Apologies in advance for this question; I have a feeling that I'm probably missing something or ??? here.

I'm currently running 8.0-RELEASE-p2, which I installed from the 8.0-RELEASE DVD, and have been keeping up to date with freebsd-update (I've been keeping my ports current w portsnap). Everything seems to be working fine.

However, it occurred to me yesterday when I went to build the kernel and "world" that I have no idea whether the sources in /usr/bin, /usr/lib, etc. match the currently running kernel, etc. - does "freebsd-update" keep those in sync? or are they the same as they were when I first installed the system?

I read through the handbook, etc., but I'm just not getting how to determine whether the sources I have are current and/or download ones that match a given release and patchlevel.

Thanks
Larry


----------



## DutchDaemon (Mar 3, 2010)

Why on earth would you build the world and kernel when you're using freebsd-update? The whole point of freebsd-update is *not* having to build the world and kernel, and just installing binary updates to world and kernel.

If you want to build everything yourself, just use csup(8) and track -RELEASE or -STABLE. Now you're just doing it twice.


----------



## adamk (Mar 3, 2010)

Also, you seem to have a funny idea of "sources".  The source code is kept in /usr/src.  /usr/bin contains binaries and /usr/lib contains libraries, both are compiled from source.

Adam


----------



## DutchDaemon (Mar 3, 2010)

And to be more concise: if you instruct freebsd-update (through freebsd-update.conf) to sync 'src', _the source tree in /usr/src will be the same source tree that built the binaries freebsd-update is installing_. Building and installing it all over again will keep your room warmer, but not add any value to the operating system.


----------



## Time2IPL (Mar 3, 2010)

I had a feeling there was a better way to ask this...



			
				DutchDaemon said:
			
		

> Why on earth would you build the world and kernel when you're using freebsd-update? ...

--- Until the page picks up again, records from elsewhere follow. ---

Issue #1748, opened 2021-11-28
Doesn't record on history list if I press '=' button before I press the operator button


yhkkkkxx:
**Describe the bug**

If I press '=' button before I press the operator button, the same number before press the '=' button continuously record on history list. I think it is so unnecessary, then I want to modify it so that doesn't record on history list. 

**Expected behavior**

doesn't record
 

**Additional context**

Can I try this?

MicrosoftIssueBot:
This is your friendly Microsoft Issue Bot. I've seen this issue come in and have gone to tell a human about it.

mcooley:
It sounds like you don't want this behavior:

https://user-images.githubusercontent.com/296848/145929377-1db4512e-5c15-4f05-a781-c66046c438fa.mp4

It seems reasonable to me that we should avoid creating duplicate history entries in this case, but I'm curious what others think.

grochocki:
Thanks for the feedback! This is by design as <kbd>=</kbd> is always committing the last operation. Try pressing <kbd>5</kbd><kbd>+</kbd><kbd>2</kbd><kbd>=</kbd><kbd>=</kbd>.

PR #1750, opened 2021-12-04
don't allow to record on history list if I press '=' button before I …

yhkkkkxx:
…press the operator button #1748

- If you press equal(=) button without pressing any operator buttons, it would be not update on history item list.
- Parenthesis, 'e', 'π' that are numbers themselves also can't be recorded. 
- For example, if you input any numbers and press equal(=) button right away, then nothing is recorded.

- ad-hoc testing


mcooley:
Thanks for this PR! I'm not sure this is the best way to fix #1748, because I think there might be cases where we _do_ want to add to history even if the first token is not an operator. Also, ot looks like this might be breaking some unit tests, and we should add new unit tests which verify the new behavior.

I'm going to close this PR for now. Let's continue the discussion about the desired behavior in #1748. Once that issue is approved, we can open a PR again. Thanks!

PR #1761, opened 2021-12-15
Run loc pipeline on windows-2022 image

mcooley:
Run the localization pipeline on the windows-2022 image. We will be switching to windows-2022 and Visual Studio 2022 for the main app builds sometime soon. It doesn't really matter which image the loc pipeline runs on, but switching it to windows-2022 will help keep all pipelines consistent.

### DIFF
--- a/build/pipelines/azure-pipelines.loc.yaml
+++ b/build/pipelines/azure-pipelines.loc.yaml
@@ -23,7 +23,7 @@ name: $(BuildDefinitionName)_$(date:yyMM).$(date:dd)$(rev:rrr)
 jobs:
 - job: Localize
   pool:
-    vmImage: windows-2019
+    vmImage: windows-2022
   variables:
     skipComponentGovernanceDetection: true
   steps:


build/pipelines/azure-pipelines.loc.yaml
```diff
@@ -51,4 +51,4 @@ jobs:
     condition: eq(variables['hasChanges'], '1')
     inputs:
       artifactName: Patch
-      targetPath: $(Build.ArtifactStagingDirectory)
\ No newline at end of file
+      targetPath: $(Build.ArtifactStagingDirectory)
```
hanzhang54, line 54: The LocalizedStrings.patch is stored at $(Build.ArtifactStagingDirectory). Would removing the targetPath here affect this task's goal to publish patch file as artifact?

hanzhang54: Oops, please ignore my comment above. 😂 It looks good to me .

hanzhang54 (approved):

PR #1770, opened 2022-01-03
Update build year in settings page to 2022

mcooley:
Updates the build year in the settings page to 2022.

Also removes a comment which is unclear--the build year is not updated from the pipeline. Maybe that's something we could do in the future, but I don't think we need to mention it in the code since it's not really a regression from the C++ version of the code.


tian-lt (approved):
Looks good to me :)

hanzhang54 (approved):

PR #1778, opened 2022-01-20
Updated function input list and list item names for accessibility purposes

### LINKED ISSUE #1676: The Name property of 'Function input' list must not include the element's control type.
Repro steps:
Open the Application Calculator
Navigate to ‘Graphing’ button and activate it.
Now add some equation and Run accessibility Insight for Windows. 
Observe the issue.

Actual Result:
The Name property of the equation include the element's control type. Name is defined as 'Function input list'.

Expected Result:
The Name property of the equation must not include the element's control type. Name should be defined correctly as 'Function input' and should not include role 'list' in the name.

mateuszplaza:
- Updated name property of 'Function Input List' and 'Function Input List Item' to not include element's control type, as laid out in issue 1676.
- Update was reflected in resources for en-US and en-GB regions

-Tested on current test cases
-Used Windows Accessibility Insights to confirm change is corrected

### DIFF
--- a/src/Calculator/Resources/en-GB/Resources.resw
+++ b/src/Calculator/Resources/en-GB/Resources.resw
@@ -1,4 +1,4 @@
-﻿<?xml version="1.0" encoding="utf-8"?>
+<?xml version="1.0" encoding="utf-8"?>
 <root>
   <!-- 
     Microsoft ResX Schema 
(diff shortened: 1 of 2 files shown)


mcooley (approved):
Thanks for this fix!

FYI--the only .resw files which need to be changed manually are the en-US ones. All other languages will be overwritten by an automated process.

hanzhang54 (approved):
Thanks for fixing it. 😊

Issue #1736, opened 2021-11-01
Compute result ahead of time instead when user input


moracabanas:
**Problem Statement**
When I use my physical calculator I can type `0,9` `*` `log` `(` `0.8` `)`
And it displays
0.9 * log(0.8)
so I can fix any typo and run `=` for get results

But, doing so it runs `log` at the time you type it so it ruins your formula understanding and you must rethinking its typing hierarchy 

i.e running this example ->  `0,9` `*` `log` `(` `0.8` `)` `=`
Expected behaviour about: 

![image](https://user-images.githubusercontent.com/4382333/139692348-f582ed05-26ca-4458-a0b2-7dd70875b67c.png)

Actual behabiour:

[![Image from Gyazo](https://i.gyazo.com/ecdd75f5b3ae2d743d0960667f350d87.gif)](https://gyazo.com/ecdd75f5b3ae2d743d0960667f350d87)

**Proposal**

As you can se If you want the expected behabiour you must compute `log(0,8) while typing as:
`0.9` `*` `(` `0.8` `log` `)` 
so, this changes the way formula is represented and its becabiour is so counter intuitive it turns out to be unusable.

In my honest opinion you could disable this behabiour or enable ahead of time computation so it lets you write a formula and compute result only when you hit `=`

If possible, I would like to implement this.
I'm just suggesting this idea.  I don't want to implement it.

MicrosoftIssueBot:
This is your friendly Microsoft Issue Bot. I've seen this issue come in and have gone to tell a human about it.

seancruise-1:
I would like to try to implement this.

PR #1786, opened 2022-01-31
Possible Patch for Issue #1736

seancruise-1:
##For School Project: Open Source Contribution
## Fixes #.
#1736 

- Changes it so that the log function can be typed first and then when you close the parentheses it solves the logarithm.  
- Made a global variable to keep track of so that it could toggle the log function. 
-

- Issues with change is that there are problems with the equal sign in some specific use cases. 
-


mcooley:
Thanks for your interest in contributing. It looks like the issue #1736 has not been approved yet. I am skeptical of the change suggested in that issue since it could be disruptive to existing workflows. We'd need to think about all the possible scenarios that would be affected besides just the `log` function. Let's allow further discussion to happen in that issue.

PR #1791, opened 2022-02-06
Don't maximize Calculator's window on some small screen devices

cheweilin:
Added an AppExtension to Calculator so it no longer maximize by default on small screen device.

- Added xmlns to `package.appxmanifest` file
- Updated TargetDeviceFamily's MinVersionNumber to `10.0.18308.0` to accommodate long AppExtension name
- Added `uap3:Extension` with AppExtesnion name of `com.microsoft.windows.dontmaximizeonsmallscreen`

- Calculator built and deployed to VM, tested manually


mcooley (changes requested):
Hi, thanks for contributing to Calculator!

- Please follow [the contributing guidelines for this repo](https://github.com/microsoft/calculator/blob/master/CONTRIBUTING.md). We generally expect PRs to be linked to an approved GitHub issue.
- The "com.microsoft.windows.dontmaximizeonsmallscreen" app extension is not documented anywhere. Since Calculator's source code is open to the public, we need some documentation posted publicly that helps other developers understand whether this approach is something they can copy this approach and what the consequences will be.
- If your team has any influence over this API--why an AppExtension? No other windowing behavior in UWP is controlled with AppExtension. Can a WinRT API be provided instead?
- You'll need to make changes in both Package.appxmanifest and Package.Release.appxmanifest. Package.Release.appxmanifest is the one that's used in Calculator's production build.

cheweilin:
- This is a task item created in ADO, should I create an issue for it?
- This will be a case for **Known App Extension** and documented on the docs.microsoft.com. I will follow up on this.
- Based off conversation with Chris Swan and Bret Anderson, Calculator uses system default size for its very first launch and then immediately resize it. The future launch will respect the last modified size as what other UWP apps will do. This behavior makes it difficult to detect preferred launching window size for small screen devices.  Therefore, we opted to go with using AppExtension.
- Updated `Package.Release.appxmanifest` file

src/Calculator/Package.appxmanifest
```diff
@@ -8,7 +8,7 @@
         <Logo>Assets\CalculatorStoreLogo.png</Logo>
     </Properties>
     <Dependencies>
-        <TargetDeviceFamily Name="Windows.Universal" MinVersion="10.0.17133.0" MaxVersionTested="10.0.22000.0" />
+        <TargetDeviceFamily Name="Windows.Universal" MinVersion="10.0.18308.0" MaxVersionTested="10.0.22000.0" />
```
mcooley, line 11: nit: Let's just make this "18362" since that was a released version of Windows. I don't think anyone is going to test with insider builds earlier than 18362.

src/Calculator/Package.appxmanifest
```diff
@@ -36,6 +36,17 @@
                         <uap:Logo>Assets\CalculatorAppList.png</uap:Logo>
                     </uap:Protocol>
                 </uap:Extension>
+                <uap3:Extension Category="windows.appExtension">
+                    <uap3:AppExtension Name="com.microsoft.windows.dontmaximizeonsmallscreen"
+                                       Id="calculator"
+                                       DisplayName="calculator"
+                                       Description="This app extension makes calculator no longer maximizing by default on small screen device."
```
mcooley, line 43: nit: Let's say "This app extension prevents calculator from being maximized by default on some small screen devices."

In both versions of the manifest.

mcooley (approved):
We had an offline discussion with the team in Windows implementing this feature. We learned that unfortunately, while this app extension is not a very good API for app developers to express this behavior, it's the best method available right now. There is ongoing work to publicly document this app extension so other apps can use it with confidence.

mcooley (approved):

mcooley:
@cheweilin the CI is failing because currently our UI tests run on Windows Server 2019. We are planning a move to Windows Server 2022 very shortly, which should resolve the issue. I'll merge this PR after we've completed that migration.

cheweilin:
Resolved merge conflicts

PR #1793, opened 2022-02-09
Build with Visual Studio 2022

mcooley:
This change updates the Calculator project to build with Visual Studio 2022.

- Use Visual Studio 2022
- Use an Azure Pipelines image which has Visual Studio 2022 installed
- Use the v143 C++ build tools
- Use the Windows SDK version 22000
- Raise the minimum platform version to 17763
  - As a consequence of this change, we will use the "msix" file extension instead of "appx" for our packages
- Update UI tests from .NET Core 2.1 to .NET Core 3.1


build/pipelines/azure-pipelines.release.yaml
```diff
@@ -44,7 +44,7 @@ jobs:
   parameters:
     platform: x86
```
tian-lt, line 46: I suppose we should bring back UI tests to this release pipeline.
The UI tests were removed because window-2019 is not compatible with the min version(*10.0.22000.0*) specified in the [release manifest](https://github.com/microsoft/calculator/blob/aba642351360e980bfe5fa6ee731c82055378036/src/Calculator/Package.Release.appxmanifest#L11).

tian-lt (changes requested):
Looks good to me.
It'll be great if we can bring back UI tests to release pipeline.

build/pipelines/azure-pipelines.release.yaml
mcooley: windows-2022 = Windows Server 2022 = 10.0.20348.0, which is still not compatible with 10.0.22000.0.

We'll need to stand up a pool of real Windows 11 desktop images to get the UI tests back.

tian-lt (approved):

PR #1799, opened 2022-02-16
Fixes a bug: currency converter never shows error message for service failures

tian-lt:
- Before the fix,  CurrencyDataLoader always discard and register a new *NetworkBehavior* even if it doesn't really take action to load the data. This results in many redundant callback invocation which force the state gets reset so that the VM reset the error message back to normal state immediately.
- After the fix, the *NetworkBehavior* will only be registered when the loader decides to take real actions to load data.

### Screenshots
Before the fix:
image

After the fix:
image

- Tested manually

### DIFF
--- a/src/CalcViewModel/DataLoaders/CurrencyDataLoader.cpp
+++ b/src/CalcViewModel/DataLoaders/CurrencyDataLoader.cpp
@@ -188,10 +188,9 @@ void CurrencyDataLoader::ResetLoadStatus()
 #pragma optimize("", off) // Turn off optimizations to work around DevDiv 393321
 void CurrencyDataLoader::LoadData()
 {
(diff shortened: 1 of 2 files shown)


hanzhang54:
The "CurrencySecondaryStatus" TextBlock is not rejuvenated. Could you please remove the "SemiBold" FontWeight and update the Margin to "3,6,0,0" to make it look better with others?

hanzhang54 (approved):

hanzhang54:
The CI pipeline failed on unit test. Could you please take a look?

tian-lt:
> The CI pipeline failed on unit test. Could you please take a look?

No worries, some flaky tests occurred during UI tests.
Rerun the checks and all passed.

PR #1812, opened 2022-03-24
Fixed Graph layout direction in Right To Left languages

### LINKED ISSUE #1352: Some UI elements flipped in graphing mode in RTL
**Describe the bug**
Some UI elements flipped in graphing mode in RTL

**Expected behavior**
All text and UI elements respect RTL languages.

**Screenshots**
image

**Additional context**
Reported on [Reddit](https://www.reddit.com/r/Windows10/comments/ib0i1i/windows_flips_some_elements_graphics_and_texts/)

**Requested Assignment**

Avid29:
## Fixes #1352.

This change is created because the graph renders backwards when the app FlowDirection is RightToLeft.

This change should override the FlowDirection for grapher, fixing that bug

- Added FlowDirection override to the grapher control.

- I could not properly test the result because the grapher control is closed source

### DIFF
--- a/src/Calculator/Views/GraphingCalculator/GraphingCalculator.xaml
+++ b/src/Calculator/Views/GraphingCalculator/GraphingCalculator.xaml
@@ -592,6 +592,7 @@
                                   LosingFocus="GraphingControl_LosingFocus"
                                   LostFocus="GraphingControl_LostFocus"
                                   UseSystemFocusVisuals="True"
+                                  FlowDirection="LeftToRight"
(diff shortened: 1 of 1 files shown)


hanzhang54:
Thanks for coming up with this fix! There were some discussions about the RTL design in Graphing mode and it is unclear about the expected design from the native RTL language speakers. Thanks again for bringing it up and we'll make further investigation on this. 😊 I'm going to close this as of now and reopen it once we confirm the expected design.

PR #1912, opened 2022-09-26
Simplify ChangeConstants

AtariDreams:
Since BASEX is a constant and radix is a uint32_t radix, there is nothing to be gained from having the limit be 64 bit.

They're two separate machines. I'm trying to bring an old device driver up to date and before I started doing anything I wanted to make sure I was running the exact same kernel, etc., on both machines. Only with one built from sources and one not.



			
				Adam said:
			
		

> Also, you seem to have a funny idea of "sources". The source code is kept in /usr/src. /usr/bin contains binaries and /usr/lib contains libraries, both are compiled from source.



Sorry for that]
... if you instruct freebsd-update (through freebsd-update.conf) to sync 'src', the source tree in /usr/src will be the same source tree that built the binaries freebsd-update is installing.
[/QUOTE]

Ah, perfect. That's exactly what I was trying to figure out and wasn't 100% on. Thanks.

At some point in the past - I don't recall whether it was with FreeBSD or another OS - I started off a similar effort with a source tree that was close to what was being released in binary form but not close enough to spare me from a lot of wasted effort. I was trying to avoid a similar mess.

- Larry


----------